## Task goal
Below are records; copy every line among them that contains the word "shown".

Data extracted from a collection
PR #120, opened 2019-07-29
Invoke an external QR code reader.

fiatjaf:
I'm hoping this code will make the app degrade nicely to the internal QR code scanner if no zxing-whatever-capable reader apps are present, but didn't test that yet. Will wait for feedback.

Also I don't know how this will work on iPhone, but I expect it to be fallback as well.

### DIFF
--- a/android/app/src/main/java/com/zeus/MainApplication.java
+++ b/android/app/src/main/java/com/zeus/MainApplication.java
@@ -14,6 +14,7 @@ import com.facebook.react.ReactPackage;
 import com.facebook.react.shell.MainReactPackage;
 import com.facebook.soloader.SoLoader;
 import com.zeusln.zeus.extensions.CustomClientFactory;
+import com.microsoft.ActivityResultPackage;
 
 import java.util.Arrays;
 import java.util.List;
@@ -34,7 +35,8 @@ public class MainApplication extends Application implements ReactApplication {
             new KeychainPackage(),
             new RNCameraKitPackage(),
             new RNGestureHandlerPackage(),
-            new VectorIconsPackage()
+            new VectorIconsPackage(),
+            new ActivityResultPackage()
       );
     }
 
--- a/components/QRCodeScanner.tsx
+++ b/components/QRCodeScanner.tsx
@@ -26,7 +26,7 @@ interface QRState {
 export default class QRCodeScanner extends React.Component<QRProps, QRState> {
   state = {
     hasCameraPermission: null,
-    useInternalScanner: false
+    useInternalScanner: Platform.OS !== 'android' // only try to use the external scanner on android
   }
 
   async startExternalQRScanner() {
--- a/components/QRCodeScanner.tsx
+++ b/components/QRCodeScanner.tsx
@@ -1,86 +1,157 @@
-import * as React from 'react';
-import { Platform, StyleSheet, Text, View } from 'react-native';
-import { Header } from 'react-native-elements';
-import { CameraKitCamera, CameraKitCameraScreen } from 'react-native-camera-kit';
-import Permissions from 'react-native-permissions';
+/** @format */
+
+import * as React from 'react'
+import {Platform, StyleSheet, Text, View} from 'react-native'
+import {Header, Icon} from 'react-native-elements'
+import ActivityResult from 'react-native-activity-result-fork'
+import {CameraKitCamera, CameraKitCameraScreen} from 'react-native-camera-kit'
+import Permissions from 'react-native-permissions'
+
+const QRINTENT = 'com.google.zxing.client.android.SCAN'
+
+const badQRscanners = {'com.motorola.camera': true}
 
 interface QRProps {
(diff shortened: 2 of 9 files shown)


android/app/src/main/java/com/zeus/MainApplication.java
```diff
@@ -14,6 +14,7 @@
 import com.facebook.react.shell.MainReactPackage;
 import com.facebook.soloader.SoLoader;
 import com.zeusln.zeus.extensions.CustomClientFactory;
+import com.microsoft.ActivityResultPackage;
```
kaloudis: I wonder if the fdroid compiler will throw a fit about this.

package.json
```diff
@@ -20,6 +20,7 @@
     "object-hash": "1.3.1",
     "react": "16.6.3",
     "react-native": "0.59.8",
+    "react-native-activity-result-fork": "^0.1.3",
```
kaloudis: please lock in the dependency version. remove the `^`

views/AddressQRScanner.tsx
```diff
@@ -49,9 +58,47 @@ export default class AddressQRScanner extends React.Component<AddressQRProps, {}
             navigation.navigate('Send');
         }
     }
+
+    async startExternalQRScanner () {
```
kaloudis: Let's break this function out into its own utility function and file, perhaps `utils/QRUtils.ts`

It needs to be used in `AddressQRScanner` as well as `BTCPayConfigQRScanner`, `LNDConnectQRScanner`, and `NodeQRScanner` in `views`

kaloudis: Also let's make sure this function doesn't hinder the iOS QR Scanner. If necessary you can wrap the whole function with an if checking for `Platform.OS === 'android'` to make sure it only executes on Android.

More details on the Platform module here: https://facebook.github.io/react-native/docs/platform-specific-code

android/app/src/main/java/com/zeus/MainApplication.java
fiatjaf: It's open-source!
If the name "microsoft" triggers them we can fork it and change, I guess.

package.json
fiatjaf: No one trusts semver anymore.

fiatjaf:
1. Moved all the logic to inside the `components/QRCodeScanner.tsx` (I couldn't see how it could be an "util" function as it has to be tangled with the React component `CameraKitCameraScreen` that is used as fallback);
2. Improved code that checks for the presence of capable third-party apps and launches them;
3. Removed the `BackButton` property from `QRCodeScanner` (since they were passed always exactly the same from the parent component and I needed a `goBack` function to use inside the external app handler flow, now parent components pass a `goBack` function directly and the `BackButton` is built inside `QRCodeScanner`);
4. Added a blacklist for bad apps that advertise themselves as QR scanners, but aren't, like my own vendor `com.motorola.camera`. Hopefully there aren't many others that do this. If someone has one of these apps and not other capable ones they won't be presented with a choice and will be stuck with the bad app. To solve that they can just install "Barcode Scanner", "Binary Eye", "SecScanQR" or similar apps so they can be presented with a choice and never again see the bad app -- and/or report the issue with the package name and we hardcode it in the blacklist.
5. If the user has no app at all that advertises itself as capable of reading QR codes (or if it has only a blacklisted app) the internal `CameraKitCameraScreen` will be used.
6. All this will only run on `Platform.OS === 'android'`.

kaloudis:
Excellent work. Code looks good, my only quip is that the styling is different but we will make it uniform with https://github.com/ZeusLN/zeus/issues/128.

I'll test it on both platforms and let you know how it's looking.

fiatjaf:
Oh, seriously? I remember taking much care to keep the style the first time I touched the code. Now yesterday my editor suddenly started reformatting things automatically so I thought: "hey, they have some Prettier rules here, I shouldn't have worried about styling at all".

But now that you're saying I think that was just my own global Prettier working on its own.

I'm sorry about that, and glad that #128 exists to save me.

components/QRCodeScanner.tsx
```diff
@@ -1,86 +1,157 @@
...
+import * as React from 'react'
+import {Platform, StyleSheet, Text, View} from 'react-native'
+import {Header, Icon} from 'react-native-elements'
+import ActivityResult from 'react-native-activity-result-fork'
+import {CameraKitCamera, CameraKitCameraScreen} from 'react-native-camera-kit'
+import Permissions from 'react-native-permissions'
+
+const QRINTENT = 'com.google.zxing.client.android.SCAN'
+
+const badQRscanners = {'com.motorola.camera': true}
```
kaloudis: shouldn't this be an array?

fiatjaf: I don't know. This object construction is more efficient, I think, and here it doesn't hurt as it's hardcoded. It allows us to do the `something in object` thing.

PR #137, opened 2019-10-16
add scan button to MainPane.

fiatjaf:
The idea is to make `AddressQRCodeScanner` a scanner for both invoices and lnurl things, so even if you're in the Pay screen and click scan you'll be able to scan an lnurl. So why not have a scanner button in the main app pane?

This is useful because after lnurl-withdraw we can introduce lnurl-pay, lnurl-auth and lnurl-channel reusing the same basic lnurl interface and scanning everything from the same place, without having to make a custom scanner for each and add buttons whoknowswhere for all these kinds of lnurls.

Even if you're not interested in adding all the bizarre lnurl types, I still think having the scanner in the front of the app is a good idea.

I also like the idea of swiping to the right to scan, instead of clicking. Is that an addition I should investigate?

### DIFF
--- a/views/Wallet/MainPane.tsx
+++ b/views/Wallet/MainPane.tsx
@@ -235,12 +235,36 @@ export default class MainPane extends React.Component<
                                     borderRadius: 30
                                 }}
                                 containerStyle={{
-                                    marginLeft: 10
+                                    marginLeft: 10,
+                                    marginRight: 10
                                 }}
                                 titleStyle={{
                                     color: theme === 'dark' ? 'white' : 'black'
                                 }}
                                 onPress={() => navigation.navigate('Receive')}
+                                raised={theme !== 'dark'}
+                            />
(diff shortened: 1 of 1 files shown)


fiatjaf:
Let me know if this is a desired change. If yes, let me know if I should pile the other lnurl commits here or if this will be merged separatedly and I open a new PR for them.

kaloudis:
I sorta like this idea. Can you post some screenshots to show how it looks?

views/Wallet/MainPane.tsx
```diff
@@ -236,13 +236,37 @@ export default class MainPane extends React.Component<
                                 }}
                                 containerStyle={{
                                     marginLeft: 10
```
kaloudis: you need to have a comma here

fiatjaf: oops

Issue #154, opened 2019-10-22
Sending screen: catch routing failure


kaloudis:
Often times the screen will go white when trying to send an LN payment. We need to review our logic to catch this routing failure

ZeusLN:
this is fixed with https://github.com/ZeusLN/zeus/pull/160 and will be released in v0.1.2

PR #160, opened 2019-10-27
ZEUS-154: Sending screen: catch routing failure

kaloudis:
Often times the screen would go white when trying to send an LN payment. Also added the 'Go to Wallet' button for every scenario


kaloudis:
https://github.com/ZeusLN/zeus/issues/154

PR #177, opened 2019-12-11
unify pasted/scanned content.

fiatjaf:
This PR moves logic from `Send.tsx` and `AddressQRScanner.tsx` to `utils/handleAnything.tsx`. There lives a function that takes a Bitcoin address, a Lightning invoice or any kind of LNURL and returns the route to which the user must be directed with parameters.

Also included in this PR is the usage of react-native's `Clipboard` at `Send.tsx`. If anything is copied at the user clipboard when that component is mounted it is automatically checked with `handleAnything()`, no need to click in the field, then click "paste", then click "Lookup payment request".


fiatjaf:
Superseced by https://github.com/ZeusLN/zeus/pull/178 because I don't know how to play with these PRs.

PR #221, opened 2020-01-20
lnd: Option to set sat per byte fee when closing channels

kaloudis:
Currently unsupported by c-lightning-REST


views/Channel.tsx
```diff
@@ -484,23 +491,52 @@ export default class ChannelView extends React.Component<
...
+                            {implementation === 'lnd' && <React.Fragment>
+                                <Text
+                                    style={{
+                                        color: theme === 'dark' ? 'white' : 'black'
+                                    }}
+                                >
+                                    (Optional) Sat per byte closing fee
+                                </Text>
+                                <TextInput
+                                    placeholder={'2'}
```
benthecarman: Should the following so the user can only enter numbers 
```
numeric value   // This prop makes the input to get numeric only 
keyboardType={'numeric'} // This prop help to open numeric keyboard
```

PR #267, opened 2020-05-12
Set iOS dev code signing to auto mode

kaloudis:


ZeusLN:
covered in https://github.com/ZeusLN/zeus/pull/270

## Task solution
(diff shortened: 2 of 9 files shown)
(diff shortened: 1 of 1 files shown)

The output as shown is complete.